4) Public goods (and bads): Non-rival in consumption (you use it and so can I), and non-excludable (free-riding).
5) Bounds on rationality, consistency, and calculation of consumers, markets, and firms.
Q3: What are the effects of Government Interventions?
Field of empirical public economics: policy analysis with data and statistical methodology
Direct and indirect effects
Key issue: identification (correlation vs causation)
Vocabulary: Time series analysis, Cross-sectional regression, panel data, structural vs reduced form estimation. Controls for observable variables. Instrumental variables, natural experiments, field experiments, pilot studies. Estimating differentiated “treatment effects.”

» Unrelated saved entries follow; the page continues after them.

PR #1673, opened 2022-02-01
Fix problems with relative links

### LINKED ISSUE #1655: relative links (e.g. images and notebooks) not rendering on renkulab READMEs
## Description

When embedding content (e.g. images, notebooks) in READMEs using relative paths, they are not rendered on renkulab despite being displayed normally on gitlab. Images are rendered normally when using absolute paths (URLs).

This happens both on the normal and dev instances.

## Reproduce

1. Create project
2. Add readme
3. Embed  image with relative path: `image`, or embed notebook with relative path: `[notebook](./notebooks/test.ipynb)

## Examples

* [Fails to render on renkulab.io](https://renkulab.io/projects/renku-stories/digirhythm)
  +  Other examples: [MATLAB](https://renkulab.io/projects/learn-renku/working-with-matlab), [cellpose-napari](https://renkulab.io/projects/cyril.matthey-doret/cellpose-napari), [Desktop](https://renkulab.io/gitlab/learn-renku/renku-desktop/-/blob/master/README.md) where `[Part 3.](./notebooks/desktop-icons.ipynb)` redirects to `Cannot GET /ui-server/projects/learn-renku/renku-desktop/files/blob/notebooks/desktop-icons.ipynb`
* [Also fails  on dev instance](https://renku-ci-ui-1567.dev.renku.ch/projects/cyril.mattheydoret/digirhythm-test)
* [Absolute image paths are rendered normally](https://renkulab.io/projects/learn-renku/teaching-on-renku/autograde)

ciyer:
# Testing

Look at this project 

  https://renku-ci-ui-1673.dev.renku.ch/projects/renku-qa/relative-links

Check that the images and links that should work do, and those that should not do not.

Do the same when viewing the README in the file view:

  https://renku-ci-ui-1673.dev.renku.ch/projects/renku-qa/relative-links/files/blob/README.md

And here is an example in a subfolder.

  https://renku-ci-ui-1673.dev.renku.ch/projects/renku-qa/relative-links/files/blob/subfolder/README.md

Fix #1655 

/deploy renku=1.0-next

### DIFF
--- a/client/src/utils/components/markdown/RenkuMarkdownWithPathTranslation.js
+++ b/client/src/utils/components/markdown/RenkuMarkdownWithPathTranslation.js
@@ -6,6 +6,7 @@ import { faFile } from "@fortawesome/free-solid-svg-icons";
 import "katex/dist/katex.min.css";
 import { FilePreview } from "../../../file";
 import { sanitizedHTMLFromMarkdown } from "../../helpers/HelperFunctions";
+import { Url } from "../../helpers/url";
 
 const patterns = {
   fileRefFull: /!\[(.*?)\]\((.*?)\)/g, //with !
@@ -223,7 +224,7 @@ function RenkuMarkdownWithPathTranslation(props) {
   }
 
   const previewLinks = divWithMarkdown.getElementsByTagName("a");
-  const fullBaseUrl = props.client.baseUrl.replace("/api", "/projects")
+  const fullBaseUrl = Url.get(Url.pages.projects)
     + "/" + props.projectPathWithNamespace + "/files/blob/";
 
   for (let link of previewLinks) {
--- a/client/src/utils/components/markdown/RenkuMarkdownWithPathTranslation.js
+++ b/client/src/utils/components/markdown/RenkuMarkdownWithPathTranslation.js
@@ -238,5 +238,14 @@ function RenkuMarkdownWithPathTranslation(props) {
   </div>;
 
 }
-export default RenkuMarkdownWithPathTranslation;
+
+function GuardedRenkuMarkdownWithPathTranslation(props) {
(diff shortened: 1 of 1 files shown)


client/src/utils/components/markdown/RenkuMarkdownWithPathTranslation.js
```diff
@@ -223,7 +223,7 @@ function RenkuMarkdownWithPathTranslation(props) {
   }
 
   const previewLinks = divWithMarkdown.getElementsByTagName("a");
-  const fullBaseUrl = props.client.baseUrl.replace("/api", "/projects")
+  const fullBaseUrl = props.client.baseUrl.replace("/ui-server/api", "/projects")
```
lorenzo-cavazzi, line 226:
```suggestion
  const fullBaseUrl = props.client.uiserverUrl.replace("/ui-server", "/projects")
```
Not a big change tbf since "baseUrl" is manually defined as "uiserverUrl" + "/api" :grin: 

Actually, the best solution would be using the `params["BASE_URL"]` variable that contains the pure UI URL. That would be robust to deploying UI and ui-server to different URLs. It sounds confusing, but `client.baseUrl` uses `params["UISERVER_URL"]`

lorenzo-cavazzi (approved):
Nice fix!

We could also switch to using `params["BASE_URL"]` if we don't want to use `.replace()` anymore. But we can also merge this right away.

client/src/utils/components/markdown/RenkuMarkdownWithPathTranslation.js
ciyer: Yes, I didn't like that bit of code much either. I switched to using `Url.get(Url.pages.projects)`, which is, I think, an even better solution.

lorenzo-cavazzi (approved):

Q4: What determines government decisions?
• Public interest model (government follows welfare economics; analogous to optimisation in welfare economics)
• Public choice view (individuals in the public sphere are self-interested)
Note: Public choice is not a core part of this module
(Q5: Efficient taxation/transfers)
How can governments raise revenue and reallocate wealth with the minimum “deadweight loss”/distortion?
With omniscient government, lump-sum tax is best. But this is basically impossible or infeasible.
“Second best”: Who and what to tax/subsidise, and at what rate?
• Central to “Public finance”
• Some treatment in this module
Next slides – technical part
readMH, chapter 1, 2, 3 and 4
Assignments
1. Examine the list of explanations for G/GDP growth? Can you think of any additional one?
2. Consider: Look at opinion pieces (in newspapers, etc.), to find a “good” and a “bad” argument for a particular government intervention
3. Access web sites, “update” statistics in book/slides.